Collected data:

════════════════

PR #134, opened 2019-03-26
Use -ccopts in final Makefile target

uranther:
This change allows the developer to add `-ccopts -lkremlib,-L$(KREMLIN_HOME)/kremlib/dist/generic` to their Makefile so that kremlib is linked in the final executable.

The behavior before was `cc C.o HelloWorld.o C_Endianness.o -o HelloWorld` which failed because it was missing the function body of `C_String_print` (call to undefined function), for example.

### DIFF
--- a/misc/Makefile.basic
+++ b/misc/Makefile.basic
@@ -29,6 +29,7 @@ OBJS 	+= $(patsubst %.c,%.o,$(SOURCES))
 all: $(USER_TARGET)
 
 $(USER_TARGET): $(OBJS)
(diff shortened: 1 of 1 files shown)


msprotz:
I'm closing on the basis that the intended usage is `-o foobar.exe` which will in turn activate linking against libkremlib.a -- since the tutorial has been updated recently, I'd gladly take a pull request for the tutorial to be updated and make a note of this particular caveat

Thanks,

Jonathan

PR #137, opened 2019-05-30
Implement arithmetic shift right operators

s-zanella:


msprotz:
Looks good to me. Shouldn't break anything since no one uses these yet!

PR #141, opened 2019-06-26
Make some POSIX calls failsafe

tahina-pro:
I am trying to build a standalone binary package for EverParse including F* and KReMLin, that users should be able to run without OCaml, Cygwin, MinGW or anything.
With the fixes brought by this pull request, and with KREMLIN_HOME and KRML_HOME suitably set, I manage to successfully extract C code using `-skip-compilation`.


src/Driver.ml
```diff
@@ -99,17 +99,21 @@ let mk_tmpdir_if () =
 
 (** Check whether a command exited successfully *)
 let success cmd args =
-  match Process.run cmd args with
-  | { Process.Output.exit_status = Process.Exit.Exit 0; _ } -> true
-  | _ -> false
+  try
```
msprotz: can you document here what kind of errors might be thrown?

src/Driver.ml
```diff
@@ -124,7 +128,7 @@ let detect_base_tools () =
     if read_one_line "uname" [||] = "Darwin" && !readlink = "readlink" then
       KPrint.bprintf "Warning: OSX detected and no greadlink found. Suggestion: \
         [brew install coreutils]\n";
-  with Process.Exit.Error _ ->
+  with _ ->
```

════════════════

EXERCISE DETAILS
Among the lines above, find the ones containing "anything" and copy them.

OUTPUT OF THE EXERCISE
Looks good to me. Shouldn't break anything since no one uses these yet!
I am trying to build a standalone binary package for EverParse including F* and KReMLin, that users should be able to run without OCaml, Cygwin, MinGW or anything.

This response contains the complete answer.